Brief: Sort through the data and copy the lines holding the word "should".

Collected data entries

━━━━━━━━━━

PR #396, opened 2016-12-16
Let MSVC build without lite mode

harrishancock:
This branch allows Visual Studio 2015 Update 3 to build everything except parser-dependent code (schema loading, compiler, compiler plugins) in non-lite mode. It is based on the current master branch. On Linux, all tests pass. On Windows, the status is still a bit WIP: 10 of the newly-enabled tests fail, and it builds with many warnings.

@kentonv, this is a rather large PR -- I'm happy to break it up into two or three smaller ones, if you'd like. I won't have time to work on the warnings/test failures and PtmfHelper port until next month, unfortunately, though I'm interested in doing so. I of course wouldn't be offended if you wanted to get some of it done to get a release out the door, too. :)

@nathanhourt, you might be interested in testing this with your codebase, though keep in mind you'll need a MinGW-built capnp.exe.

Notes:
- CMake now only builds parser-dependent code if CAPNP_BUILD_TOOLS is set to ON, which I made the default. We could name this option differently (CAPNP_NO_BUILD_TOOLS?), or we could default it to OFF, or what-have-you. I have no strong preference either way.
- Pointer-to-member-function address extraction is not yet ported, so stack traces will be unhelpful for the time being.
- Atomic operations are a dilemma. For now, I #defined the GNU builtins that RawSchema uses for its initializers to be simple non-atomic loads and stores, per a conversation I had with Kenton a while back. For the atomic sentWake in async-io-win32.{h,c++}, I'd prefer to use std::atomic to decrease the amount of special-casing between MSVC and MinGW.
- One of the overloads of AsyncInputStream::read() was undefined in async-io-win32.c++, which the linker complained about. I copied and pasted the implementation from async-io.c++.
- I had to work around the usual host of compiler bugs. Most of the workarounds turned out okay, but there are a couple (non-const copy capture in lambdas and hard-coding dependency/scope counts) that I wish I had better options for.


nathanhourt:
Need a mingw-built capnp.exe... is that used for anything other than codegen? Could I just do the codegen on another OS and drop the generated files into place manually for Windows builds?

harrishancock:
Yes I believe that would work fine.

kentonv:
Is it redundant to have both `EXTERNAL_CAPNP` and `CAPNP_BUILD_TOOLS`?

If not, it seems to me that you need to add a check that `EXTERNAL_CAPNP` is enabled if `CAPNP_BUILT_TOOLS` is disabled.

harrishancock:
My only reason for making them separate options is that I worried that not having a separate option controlling build tool creation would lead to confusion as to what exactly the semantics of "external capnp" meant in autoconf versus CMake builds. In autoconf configuration, it does not necessarily imply that the capnp tools cannot be built, so I tried to mirror that meaning in CMake configuration.

On the other hand, having a separate option might end up just being line noise to the user -- most will either want `EXTERNAL_CAPNP` on and `CAPNP_BUILD_TOOLS` off, or vice versa. Thoughts?

kentonv:
Ah, right. Another use for EXTERNAL_CAPNP is when cross-compiling. You in theory may actually want to build the capnp executable in this case, but need to use a host-compiled capnp during the build process.

What if instead of introducing a new option we just automatically don't build capnp.exe when using MSVC? EXERNAL_CAPNP will still need to be used to specify what capnp executable to use, but the CAPNP_BUILD_TOOLS option seems to me like forcing the user to make a decision where we already know the right answer...

harrishancock:
@nathanhourt I didn't see your edit. Automating codegen in Docker would probably work fine, too. Building a capnp.exe with MinGW probably wouldn't be any more work than that, though -- but I'd say whatever fits into your existing workflow should be good. :) Btw, you'll need to pass `-DBUILD_TESTING=OFF` to the CMake command line or else it will try to execute capnp.exe.

harrishancock:
> the CAPNP_BUILD_TOOLS option seems to me like forcing the user to make a decision where we already know the right answer

I agree. Hmm. How about we keep the option, mark it as advanced (i.e., hide it in the CMake GUI), default it to OFF if `MSVC` is true, and default it to ON otherwise? Then it would just do the right thing under normal usage, but we can port the parser-dependent code for VS2015U2/VS2017 with the flip of a switch.

kentonv:
Having raised the question I wanted to raise, I'm happy with whatever answer you think is best (including leaving as-is, if you prefer).

harrishancock:
Hehe, thanks for raising it, it made me think a little harder about it. I like the solution I suggested just now best, and will rebase-in a couple adjustments to the relevant commits in a few minutes here.

harrishancock:
Done. Changed commits are 79dc0f1 and 8845da1.

kentonv:
Great! Still need a check that errors out if EXTERNAL_CAPNP is missing in this case, right?

harrishancock:
Oops! You're right. Will update tomorrow morning.

harrishancock:
Updated! Changes are in 9d7680e.

Adding the option made the error message confusing to write, since it is unlikely but conceivable that someone using gcc/clang could set the option off, so CMake needs to error out in that case as well. Nevertheless, I still think having it as an option will be worth it.

Also, I noticed that my changes in this branch broke the Linux CMake build (I only tested the Linux autoconf build while developing). I'll investigate and fix it.

c++/src/kj/async-io-win32.c++
```diff
@@ -1114,6 +1114,16 @@ private:
 Promise<void> AsyncInputStream::read(void* buffer, size_t bytes) {
   return read(buffer, bytes, bytes).then([](size_t) {});
 }
+Promise<size_t> AsyncInputStream::read(void* buffer, size_t minBytes, size_t maxBytes) {
```
kentonv: I'm confused -- how did this manage not to be here before and how did the code compile and run for me without it? All the code around this function was clearly copy/pasted from the corresponding surrounding code in async-io.c++. Did I copy the code and then remove this function definition? So strange.

(And yeah, there's a fair amount of code duplication between async-io.c++ and async-io-win32.c++... I will maybe clean it up eventually.)

c++/src/kj/common.h
```diff
@@ -373,6 +373,23 @@ struct DisallowConstCopy {
   DisallowConstCopy& operator=(DisallowConstCopy&&) = default;
 };
 
+#if _MSC_VER
+
+#define MSVC_CAPTURE(obj) obj=::kj::cp(obj)
```
kentonv: I would call this `KJ_CPCAP()`:
* KJ macros should start with `KJ_` to follow macro namespacing rules.
* There is actually a macro called `KJ_MVCAP()` in the Sandstorm codebase which has a similar purpose but for capture-by-move.

More generally, the need for this macro is unfortunate. I've actually been thinking of giving up on the non-const-copy thing. The purpose was supposed to be to enforce "transitive const" semantics, but in practice it causes quite a lot of problems, including tickling a lot of compiler bugs (there's actually an ABI incompatibility between Clang and GCC triggered by it). Perhaps transitive-const simply is not practical to enforce in C++. Perhaps it's time to do that.

I guess this commit should stay in for now but I'll revert it when I'm ready to roll back transitive-const enforcement.

c++/src/capnp/persistent.capnp.c++
```diff
@@ -69,8 +69,8 @@ static const ::capnp::_::RawSchema* const d_c8cb212fcd9f5691[] = {
 };
 static const uint16_t m_c8cb212fcd9f5691[] = {0};
 const ::capnp::_::RawBrandedSchema::Dependency bd_c8cb212fcd9f5691[] = {
-  { 33554432,  ::capnp::Persistent< ::capnp::AnyPointer,  ::capnp::AnyPointer>::SaveParams::_capnpPrivate::brand },
-  { 50331648,  ::capnp::Persistent< ::capnp::AnyPointer,  ::capnp::AnyPointer>::SaveResults::_capnpPrivate::brand },
+  { 33554432,  ::capnp::Persistent< ::capnp::AnyPointer,  ::capnp::AnyPointer>::SaveParams::_capnpPrivate::brand() },
```
kentonv: So do these initializers run code at startup when compiled with MSVC?

If so that's pretty unfortunate -- dynamic startup-time initializers are something that the Chrome team has in the past worked vigorously to eliminate, to improve startup time. The main problem is not the execution time of the code itself but the fact that the code must be paged in from disk in order to execute.

But maybe MSVC is actually able to optimize these away? Can you check somehow if any dynamic initialization code is being generated?

If dynamic initializers are being generated, maybe we could avoid them by manual inlining? That is, instead of a call to `brand()`, actually refer to `&schema->defaultBrand` directly here?

c++/src/capnp/compiler/capnpc-c++.c++
```diff
@@ -2188,7 +2188,12 @@ private:
   InterfaceText makeInterfaceText(kj::StringPtr scope, kj::StringPtr name, InterfaceSchema schema,
                                   kj::Array<kj::StringTree> nestedTypeDecls,
                                   const TemplateContext& templateContext) {
-    auto fullName = kj::str(scope, name, templateContext.args());
+    auto templateArgs = templateContext.args();
+    auto fullName = kj::str(scope, name, templateArgs);
+    auto fullDisambiguatedName = kj::str(
+        scope.size() ? "typename " : "", scope,
+        scope.size() && templateArgs.size() ? "template " : "", name,
```
kentonv: Hmm, is there a problem here if one of the parent scopes (encoded in `scope`) is a template? It looks like you're only adding `template` to the last component.

Actually, I wonder if this stuff is even necessary. Looking at the code for structs, the `Reads` and `Builds` typedefs there are defined using the unqualified parent type, i.e.:

    struct MyType {
      class Reader {
        typedef MyType Reads;

I'm not sure why the `Calls`, `Reads`, and `Serves` typedefs of interfaces are using fully-qualified names here -- maybe they don't have to?

c++/src/capnp/compiler/capnpc-c++.c++
```diff
@@ -2122,10 +2122,22 @@ private:
...
+    //
+    // The easiest (and only) workaround I found is to use C++14's return type deduction here, thus
+    // the `#if _MSC_VER` hackery in the return type declarations below. We're depending on the fact
+    // that that this function has an inline implementation for the deduction to work.
+
     auto requestMethodImpl = kj::strTree(
         templateContext.allDecls(),
         implicitParamsTemplateDecl,
-        "::capnp::Request<", paramType, ", ", resultType, ">\n",
+        templateContext.isGeneric() ? "#if _MSC_VER\nauto\n#else\n" : "",
```
kentonv: Instead of littering the generated code with these verbose if/elses, what about defining a macro like `CAPNP_AUTO_IF_MSVC(type)` which evaluates to `auto` on MSVC or `type` elsewhere?

c++/src/capnp/raw-schema.h
```diff
@@ -28,6 +28,26 @@
 
 #include "common.h"  // for uint and friends
 
+#if _MSC_VER
+
+// TODO(msvc):  RawSchema and RawBrandedSchema use some atomic operations in their implementations.
+// The only non-deprecated atomic operations that MSVC supports is std::atomic. We could rewrite our
```
harrishancock: I think you mean C11 atomics? And no, they never bothered implementing them.

c++/src/capnp/raw-schema.h
```diff
@@ -28,6 +28,26 @@
...
+// atomic operations to use std::atomic, but this has the awkward consequence of making RawSchema
+// and RawBrandedSchema non-POD, non-trivially-copyable, non-standard-layout, etc. It is likely safe
+// to ignore this consequence -- i.e., declare the atomic variables as Initializer* and cast them to
+// std::atomic<Initializer*> as necessary -- but clearly non-portable beyond MSVC, which defeats the
+// purpose of using std::atomic. Another, perhaps better, option would be to use MSVC's old
+// deprecated operations, which are unlikely to disappear any time soon.
+//
+// Since Cap'n Proto code is required to be single-threaded anyway for the foreseeable future, we
```
harrishancock: Thanks for explaining this, the need is clear to me now.

My hesitance to use the deprecated API is due in large part to lack of familiarity: I never touched an atomic operation until a post-C++11 world, and I don't want to get it wrong. However, given our options, they seem least bad, so I'll give it a shot. :) I'll take a look at `kj::Once` first, though, as it'd be nice to factor the platform-dependent code out somewhere else.

c++/src/kj/async-io-win32.c++
harrishancock: This spooked me, too, because I was also able to get your original async-win32 branch compiling by itself in MSVC, but when I based the work on master, suddenly this cropped up! My best guess is that 559044bf tickled the dead code path elimination routines in the compiler to suddenly reveal the lack of `read`. That's just a guess, though.

c++/src/kj/common.h
harrishancock: Thanks, that's a better name.

I think this is the kind of bug that we could get Microsoft to fix, but it would nevertheless mean waiting a long while before we could remove the macro. I really like the non-const-copy strategy conceptually, so I'd be sad to see it go, but new code is ultimately going to trip over this bug repeatedly.

My biggest concern would be whether or not it affects user code. I.e., how many support requests are going to be generated on the mailing list by confused users trying to port their code to Windows? If that number is low, then I'd say let's not worry about it. If it's high, then sacrificing transitive const safety might be the lesser of two evils.

c++/src/capnp/persistent.capnp.c++
harrishancock: That's a great question. I would expect that the compiler would be smart enough to optimize the startup-time calls away, since they're inline and just return a value, but I will find a way to verify that assumption.

> If dynamic initializers are being generated, maybe we could avoid them by manual inlining? That is, instead of a call to brand(), actually refer to &schema->defaultBrand directly here?

Unfortunately, no. This was the strategy I tried initially, and it works in simple cases, but once brand pointers start depending on other brand pointers through `ChooseBrand` indirection, eventually someone dereferences a null pointer on startup, due to the "static initialization order fiasco."

I wrote a ham-handed explanation of the problem here: https://groups.google.com/d/msg/capnproto/DnlAgoiJGBI/YGVWhfOSBQAJ

Ultimately, hiding the pointers behind a function was the only workable solution I found, but if there's a way to remove the need for `ChooseBrand`, simple direct initialization might be feasible.

harrishancock: Wait, I think I misunderstood your suggestion. You meant have the code generator calculate what the appropriate brand pointer is and generate that directly in the initializer lists in the generated .c++ files? That might be doable. I'll have to think on it!

c++/src/capnp/compiler/capnpc-c++.c++
harrishancock: The lack of more `template` sprinkles might be an oversight: it looks like all the templates this code affects in test.capnp.h are all only nested one-deep.

I'll try using the unqualified parent type name first and remove this stuff. If that doesn't work for some reason, I'll add a test case with multiple nested generics to elicit the problem you described, then fix it.

harrishancock:
Thanks for the copious feedback! I'll prepare some patches addressing everything you raised after Monday.

Would you like updates in the form of new commits or rebased force-pushes? I fear that rebases might obliterate the code comments you wrote, and we can always clean up the history afterward...

harrishancock:
@kentonv, I added commits that address every issue you raised except for the dynamic initializer calls at startup.

The atomic operations implementation is a little messy. I think the next best thing we could do is to refactor atomic ops into a `kj::Atomic` type or `kj::atomicXxx` functions, but I figured I'd run this draft by you first.

I'm holding off rebasing these commits for fear of losing the comment history, but when the time comes, I'll clean it all up.

c++/src/capnp/persistent.capnp.c++
harrishancock: I looked at the disassembly, and dynamic calls *are* generated, unfortunately. Manual inlining will probably be our best option, though I haven't looked into it yet.

c++/src/kj/common.h
kentonv: It's nice to hear that someone understands and likes my unconventional style choices. :)

However, we've had many other problems with the non-const copy approach. The Clang/GCC ABI incompatibility is pretty severe. So it should probably go. C++ just isn't going to be Rust any time soon, I guess.

kentonv:
Sorry for the long wait -- holidays.

Changes look good.

What should we do about the dynamic init? It's important to me that dynamic initializers are not generated on Clang or GCC, but I could accept having them in MSVC temporarily until they fix their bugs, if that's the only option.

harrishancock:
Truthfully, the dynamic init issue slipped my mind over the holidays. Give me the weekend to work on it. If I run into trouble, I'm fine with it merging as-is, but would prefer not to let it slip through the cracks if I can help it.

harrishancock:
@kentonv Thanks for your patience. After some flailing about, I have to admit defeat.

To manually inline the brand pointers, we'd need to reproduce the logic in `ChooseBrand` at this point: https://github.com/harrishancock/capnproto/blob/async-win32-msvc/c%2B%2B/src/capnp/compiler/capnpc-c%2B%2B.c%2B%2B#L811-L813

`ChooseBrand` checks the type of every template parameter of every enclosing scope of the dependency, so we'd need to either reconstruct the template arguments in the dependency's chain of enclosing scopes, or pass the dependency's chain of enclosing scopes through the various `makeBrandDepInitializer` overloads.

The first option (reconstruction) doesn't seem to be feasible, since Node `scopeId`s are allowed to be 0. The second option is probably doable, but looks painful. It would further complicate already complicated code, and I'm not at all confident that I would get it correct for all cases.

Do you see a clean way of implementing the manual inlining? If not, I think I'd prefer to defer the issue until Microsoft has a fix. :/

kentonv:
@harrishancock If you can't find a way I don't expect I'd be able to do any better.

The important thing to me, then, is that we still avoid dynamic initialization on Clang and GCC. Do we need to add some #ifdefs so that they can keep their code the old way?

harrishancock:
I'll examine the gcc and clang assembly output -- I suspect that it already evaluates at compile-time as-is. If not, or simply for peace of mind, maybe we could do something like:

```c++
template <const RawBrandedSchema* ptr>
struct EvalConstexprBrand {
  static constexpr RawBrandedSchema const* value = ptr;
};

#if _MSC_VER
#define CAPNP_EVAL_CONSTEXPR_BRAND(...) __VA_ARGS__
#else
#define CAPNP_EVAL_CONSTEXPR_BRAND(...) EvalConstexprBrand<__VA_ARGS__>::value
#endif
```

Then wrap the worrisome calls in `CAPNP_EVAL_CONSTEXPR_BRAND(SomeType::_capnpPrivate::brand())`.

We could also `#ifdef` the existing raw constexpr pointer code back in, but I think that would have more cognitive overhead for the reader of the code.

━━━━━━━━━━

Output for this exercise:
@nathanhourt I didn't see your edit. Automating codegen in Docker would probably work fine, too. Building a capnp.exe with MinGW probably wouldn't be any more work than that, though -- but I'd say whatever fits into your existing workflow should be good. :) Btw, you'll need to pass `-DBUILD_TESTING=OFF` to the CMake command line or else it will try to execute capnp.exe.
* KJ macros should start with `KJ_` to follow macro namespacing rules.
I guess this commit should stay in for now but I'll revert it when I'm ready to roll back transitive-const enforcement.
However, we've had many other problems with the non-const copy approach. The Clang/GCC ABI incompatibility is pretty severe. So it should probably go. C++ just isn't going to be Rust any time soon, I guess.
What should we do about the dynamic init? It's important to me that dynamic initializers are not generated on Clang or GCC, but I could accept having them in MSVC temporarily until they fix their bugs, if that's the only option.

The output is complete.